Horizontal scaling comes to the rescue. Instead of scaling up our machines, more machines are added, and dataset is distributed among them. Here, entire dataset is not stored on one server. We can create as many shards of our dataset, which will eventually make up the formation of Sharded Cluster.
However, we still have one problem to solve. What if, one of the shards fail to serve data? Well, we can always create a replica set in one shard.
Basically, each shard can be deployed as a replica set to ensure a level of fault tolerance.
Sharding Architecture Overview
Till now, we are clear about the part that we are distributing our data into multiple shards and maintaining a replica set in each shard. The main challenge would be to serve data to client application from multiple shards, as querying becomes trickier.
If client application is looking for a specific document, how to figure out where to look for the document in the sharded cluster?
Well, necessity is mother of all solutions, so architects introduced a ‘router process’ between Sharded Cluster and respective clients, whose job is to accept queries from clients and figure out which shard should be processing the query. This router process maintains a metadata related to which shards are maintaining what data.
Now, this metadata itself can be big, hence, metadata is stored separately in Config Servers. To maintain, high availability of metadata for the router process, Config servers are also deployed as Config replica set.
To distribute data across shards, architects might use the strategy of using a unique identifier (Shard key) which consists of a field or fields that exist in every chunk of data across shards. There can be different sharding strategies to shard data across sharded cluster. Some common strategies are Hashed Sharding, Ranged Sharding, etc.
It is the job of Config Servers to maintain uniform distribution of data across shards. It is not an ideal scenario to have disproportionate data across shards in a cluster.
In cases where, we must serve data from multiple shards across a cluster, the router process will send the query to respective shards via Config Server and gather the results and merge them in a single result and serve it back to the client application.
When to go for Sharding?
So, the real question persists, when do we go for Sharding?
It is not always a good idea to just scale your architecture vertically right from the word Go. A good architect must compute the requirements and look for indicators before deciding to split up the system.
Let us go through that flow of decision making then.
First check to do would be to estimate whether it is still economically viable to vertically scale our system. Vertical scaling would require scaling up one or more of the vertical resources like RAM, CPU or disk space. And if vertical scaling of any of the resource would be less costly than adding up a new server altogether, then why not go for it.

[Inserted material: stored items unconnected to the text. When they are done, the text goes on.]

PR #475, opened 2024-04-29
Release ShiftLeft in Shift+Tab

akarpovskii:
This fixes a typo in Shift+Tab command. The command was pressing ShiftLeft and releasing AltLeft.


maaslalani:
Thanks so much for catching this!

PR #478, opened 2024-05-08
record: set VHS_RECORD=true environment variable in process

rockorager:
Set the environment variable VHS_RECORD=true in the spawned pty command
to allow processes to detect if it is running in a real TTY or in a VHS
recording. Certain TUI libraries query the terminal for feature
detection which can cause issues when running within a VHS pty. Setting this environment variable allows processes to detect if they are running in VHS and enable/disable features as needed.


maaslalani (approved):
This makes sense to me, thank you so much!

Issue #164, opened 2022-11-17
display key *names*


xkcd386at:
Awesome project thank you.

What I would like to see is the key *names*, at least for non-printing keys (like Enter, Escape, etc.), so when a user sees a demo he sees across the bottom what keys are being typed.

I've seen some tools do this.  Apologies if I am not explaining it well.

donovanhubbard:
One way to implement this might be to add the feature to ttyd which is what vhs uses to render the terminal.

Utagai:
This is something I've wanted pretty badly for another project of mine where the keypresses are important to show in the recording. I've made some headway over [here](https://github.com/utagai/steno).

Utagai:
You can follow the work on this at [my branch](https://github.com/Utagai/vhs/tree/keypress-overlay).

Utagai:
@luccahuguet If you look at the linked PR, I put up a patch to try to get this merged into `vhs` a long time ago. I tried pinging folks but it seems like no one wants to actually review my PR or merge it, which is perfectly fair if that's the maintainer's preference. No hard feelings from me, but it does mean that I think you won't get a satisfactory answer.

For your purposes, you could try using that branch. Alternatively, you can try my personal project `steno`: https://github.com/utagai/steno that tries to do this in a different way.

CC @maaslalani I would still be happy to work with you to merge my PR. No problem if you don't have the bandwidth, or don't want it to be merged. If it is the latter though, perhaps we should close the PR with a comment.

vic:
Hey @Utagai I'm also in need for this feature, will look at your `steno` project, and thank you for all you did on the `PR` hopefully it could be merged.

pkazmier:
I’ve implemented subtitles for keystroke captions in PR https://github.com/charmbracelet/vhs/pull/719. You’ll find lots of examples showing the many configuration options available.

PR #479, opened 2024-05-14
fix: correct typo in ffmepg.go

Utagai:
Just something I noticed while working on #164. Let me know if I've missed anything, since I wasn't sure if the typo was intentional... I think if it is though there should be a comment explaining why at the top.

This is my first PR against `vhs`, so I'm sorry if I'm messed anything up. I read [contributing guidelines](https://github.com/charmbracelet/.github/blob/5be06999b2aaac7640317437a373b60099f2b756/CONTRIBUTING.md), but I wasn't sure if there were any tests besides what is run via `go test ./...`.


maaslalani:
Oh wow! Thank you, not sure how I missed that!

However, in course of time, vertical scaling will reach to a deadline, after which, it would not be able to scale up any further.
Consider a scenario, where the current architecture is using 3 servers costing 200$ each, working together in a master-slave pattern, with a total cost of 600$. Now, to meet up the performance, we want to scale up to the next level of servers, which cost 800$ each, however, performance increase would be just 2 times the previous set up, while total cost would be 2400$.
Now, consider, setting up another replica set with the original server type costing 200$ each. So, two replica set operating together will involve 6 servers, with each costing 200$, which leads to the final cost estimation of 1200$.
So, by splitting the system horizontally, we are getting the same performance at half the cost i.e. 1200$ instead of scaling up, which is going to cost 2400$.
Also, we need to consider, some scenarios like, while vertically scaling up, if we are increasing size of the disk, we might also need to increase the RAM to return back the same level of performance, which is a classic case of one expense leading to other.
There are use cases like Netflix, which stores data in different Geo-locations and have clients of respected Geo-locations attached to them. It uses the concept of zone-sharding to distribute data sets geographically.